SPA (Sale and Purchase Agreement)
The principal legal document, typically 30 to 50 pages including schedules. Includes warranties, retention test mechanics, restrictive covenants, transitional services obligations, and employment commitments. Reviewed by both solicitors over two to three rounds of mark-ups. See briefing your solicitor for what to ask them to focus on.

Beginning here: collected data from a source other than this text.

PR #3552, opened 2023-05-31
fix: profile social links updated

saledjenic:
- in the old implementation some handlings were broken, in terms that context was mixed between backed up and social links messages
- new requirements allows adding multiple links of the same type
- each change over social links is broadcasted to paired devices


protocol/messenger_identity.go
```diff
@@ -163,9 +163,9 @@ func (m *Messenger) SetSocialLinks(socialLinks *identity.SocialLinks) error {
 	}
 
 	err = m.withChatClock(func(chatID string, clock uint64) error {
-		for _, link := range *socialLinks {
-			if link.Clock == 0 {
-				link.Clock = clock
```
qfrank, line 168: I can’t believe this is the code I wrote. I even fixed similar code written by someone else before. 😂 Thank you 🙂

qfrank (approved):

saledjenic:
@qfrank I re-requested your review on this, cause at the end it turned out that the requirements have changed and I had to redo it a bit.

protocol/messenger_identity.go
```diff
@@ -158,40 +184,85 @@ func (m *Messenger) SetSocialLinks(socialLinks *identity.SocialLinks) error {
...
+	err := m.validateAndResolveClockForSocialLinks(socialLinks)
+	if err != nil {
 		return err
 	}
 
-	if err = m.resetLastPublishedTimeForChatIdentity(); err != nil {
+	err = m.settings.UpdateSocialLinkAtPosition(position, newText, newURL, (*socialLinks)[0].Clock)
+	if err != nil {
+		return err
+	}
```
osmaczko: I believe the order should be opposite. 

#### Right now:
- validateAndResolveClockForSocialLinks -> publishContactCode
- settings.UpdateSocialLinkAtPosition

#### As it should be:
- settings.UpdateSocialLinkAtPosition
- publishContactCode

The issue with "Right now" approach is that it will propagate not updated social links.

protocol/protobuf/pairing.proto
```diff
@@ -322,7 +323,7 @@ message BackedUpProfile {
   string display_name = 2;
   uint64 display_name_clock = 3;
   repeated SyncProfilePicture pictures = 4;
-  repeated SyncSocialLinkSetting social_link_settings = 5;
+  repeated SocialLink social_links = 5;
   repeated SyncEnsUsernameDetail ens_username_details = 6;
```
Samyoul: This will cause a breaking change between versions. Older versions of `status-go` will expect position `5` to be of type `SyncSocialLinkSetting` and parse `SocialLink ` data as a `SyncSocialLinkSetting`.

Frustrating I know. The fix is to add a new entry on an unused position for type `repeated SocialLink`

saledjenic: @Samyoul thanks for the heads-up, I know for that, but opted in for this approach cause it is not not used anywhere. Mobile app doesn't use it yet and we're implementing this for the desktop app for the first time now. Want to say since syncing among devices was initially (which was recently) implemented on the status-go side was not in use.

saledjenic:
I set do not merge label as we need to sync all social links on every change. 
That's decided in `make sure everything that needs syncing is synced` group chat. :)

osmaczko (commented):
I'm not sure if this will be relevant to the new approach, but I'd like to point out a small issue with the current codebase.

protocol/protobuf/pairing.proto
Samyoul: Ah, in that case go ahead.

qfrank:
> @qfrank I re-requested your review on this, cause at the end it turned out that the requirements have changed and I had to redo it a bit.

is it ready to review now? cause i saw there was a dicussion on the solution of how to sync @saledjenic

saledjenic:
A changes we've discussed are applied. Now all social links are replaced in a single go if anything has changed to any of them, including their order. Sync clock is maintained in `social_links` column of `settings_sync_clock` table.

Samyoul (approved):
This is a nice implementation @saledjenic , you're a very thorough developer.

appdatabase/migrations/sql/1685880973_add_profile_links_settings_table.up.sql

TSA (Transitional Services Agreement)
A schedule to the SPA covering the seller's involvement post-completion. Typically: full or part-time presence through the 12-week handover, then reduced involvement (one day a week or less) to month 12, then no formal involvement from month 13. Usually has a day-rate cap on the seller's time. See /transition-timeline/.
TUPE
Transfer of Undertakings (Protection of Employment) Regulations 2006. UK law that automatically transfers staff from seller to buyer in an asset sale, preserving their existing terms. SPA employment commitments sit on top of TUPE and add buyer-side promises that go beyond the statutory minimum.
Vendor loan
Where the seller funds part of the purchase price, repaid by the buyer from practice cash flow over an agreed period (typically three to five years). Common in MBO structures: the funding gap the bank will not fill. The vendor loan is unsecured or second-ranked behind bank funding; interest is usually charged at a commercial rate.
Warranty
A contractual statement made by the seller about a fact concerning the practice (e.g., that the books and records are accurate, that there are no undisclosed disputes, that the practice complies with regulatory requirements). If a warranty is later found to be false and causes loss, the buyer can claim damages up to a defined warranty cap (typically 30 per cent of the deal value) with a basket below which claims do not aggregate (typically £5,000).
Working capital
The day-to-day funds needed to run the practice: debtors, work-in-progress, cash, less creditors. Standard practice is to leave a "normal" working capital level at completion, with adjustments via completion accounts or a locked box mechanism. In small-practice deals the working capital adjustment is usually a smaller share of the total deal value than the headline goodwill.
Working papers
The internal client files, supporting schedules, partner review notes, and engagement letters a practice maintains alongside the formal client deliverables. A buyer's due diligence reviews working-paper quality as a proxy for partner discipline; messy or absent working papers signal a practice where the value depends on the principal personally, which lowers the multiple.